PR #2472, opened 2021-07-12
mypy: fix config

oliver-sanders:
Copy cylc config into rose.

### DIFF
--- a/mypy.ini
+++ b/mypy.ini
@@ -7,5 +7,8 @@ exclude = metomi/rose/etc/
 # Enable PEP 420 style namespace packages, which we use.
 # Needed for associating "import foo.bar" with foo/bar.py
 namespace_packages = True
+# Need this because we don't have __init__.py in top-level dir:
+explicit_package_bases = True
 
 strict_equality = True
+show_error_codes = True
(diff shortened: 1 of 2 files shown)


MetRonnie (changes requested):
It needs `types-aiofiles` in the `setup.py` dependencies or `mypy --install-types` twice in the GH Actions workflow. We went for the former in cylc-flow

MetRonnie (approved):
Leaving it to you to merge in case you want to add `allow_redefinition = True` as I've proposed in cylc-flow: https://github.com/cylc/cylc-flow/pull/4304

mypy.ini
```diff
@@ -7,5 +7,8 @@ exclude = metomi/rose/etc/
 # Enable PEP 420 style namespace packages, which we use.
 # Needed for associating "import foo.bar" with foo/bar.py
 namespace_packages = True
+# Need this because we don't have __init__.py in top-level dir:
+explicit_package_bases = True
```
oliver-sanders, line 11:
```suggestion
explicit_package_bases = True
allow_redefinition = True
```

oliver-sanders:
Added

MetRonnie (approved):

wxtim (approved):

...

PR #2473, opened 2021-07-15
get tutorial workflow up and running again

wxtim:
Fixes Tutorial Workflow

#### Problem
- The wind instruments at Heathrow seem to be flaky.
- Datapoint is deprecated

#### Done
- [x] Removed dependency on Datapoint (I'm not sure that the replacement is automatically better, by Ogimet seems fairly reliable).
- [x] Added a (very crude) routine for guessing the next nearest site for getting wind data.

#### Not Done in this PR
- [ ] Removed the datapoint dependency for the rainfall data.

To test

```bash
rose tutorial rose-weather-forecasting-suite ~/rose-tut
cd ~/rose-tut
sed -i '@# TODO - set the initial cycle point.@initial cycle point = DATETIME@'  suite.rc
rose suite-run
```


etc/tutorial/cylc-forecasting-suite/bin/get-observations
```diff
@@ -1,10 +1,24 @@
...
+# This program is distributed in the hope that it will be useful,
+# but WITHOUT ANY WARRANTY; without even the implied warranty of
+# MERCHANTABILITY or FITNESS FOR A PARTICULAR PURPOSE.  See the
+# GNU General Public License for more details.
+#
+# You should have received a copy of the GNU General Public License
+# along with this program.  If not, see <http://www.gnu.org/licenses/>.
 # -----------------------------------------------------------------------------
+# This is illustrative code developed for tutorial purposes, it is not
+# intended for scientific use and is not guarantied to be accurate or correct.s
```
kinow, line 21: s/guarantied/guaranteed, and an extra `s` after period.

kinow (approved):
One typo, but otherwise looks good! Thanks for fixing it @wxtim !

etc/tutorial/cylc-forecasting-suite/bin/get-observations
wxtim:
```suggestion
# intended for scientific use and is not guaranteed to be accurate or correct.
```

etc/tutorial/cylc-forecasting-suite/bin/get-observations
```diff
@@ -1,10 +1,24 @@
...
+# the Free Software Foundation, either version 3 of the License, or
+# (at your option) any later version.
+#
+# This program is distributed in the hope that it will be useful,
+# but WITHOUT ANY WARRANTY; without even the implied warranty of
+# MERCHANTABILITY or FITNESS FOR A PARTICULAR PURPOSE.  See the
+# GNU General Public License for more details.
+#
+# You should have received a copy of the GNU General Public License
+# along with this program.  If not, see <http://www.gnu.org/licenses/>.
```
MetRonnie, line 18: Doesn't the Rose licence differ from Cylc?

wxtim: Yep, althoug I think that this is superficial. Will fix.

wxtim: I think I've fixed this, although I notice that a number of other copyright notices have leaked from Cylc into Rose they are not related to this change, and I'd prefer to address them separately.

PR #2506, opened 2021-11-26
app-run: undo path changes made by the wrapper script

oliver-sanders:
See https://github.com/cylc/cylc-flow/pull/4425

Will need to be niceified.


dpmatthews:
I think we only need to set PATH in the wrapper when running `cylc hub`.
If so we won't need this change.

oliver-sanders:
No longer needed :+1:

Work to be completed =
Write down exactly the span of lines above from the one containing "PR #2472, opened 2021-07-12" to the one containing "strict_equality = True", both ends included.

Task answer =
PR #2472, opened 2021-07-12
mypy: fix config

oliver-sanders:
Copy cylc config into rose.

### DIFF
--- a/mypy.ini
+++ b/mypy.ini
@@ -7,5 +7,8 @@ exclude = metomi/rose/etc/
 # Enable PEP 420 style namespace packages, which we use.
 # Needed for associating "import foo.bar" with foo/bar.py
 namespace_packages = True
+# Need this because we don't have __init__.py in top-level dir:
+explicit_package_bases = True
 
 strict_equality = True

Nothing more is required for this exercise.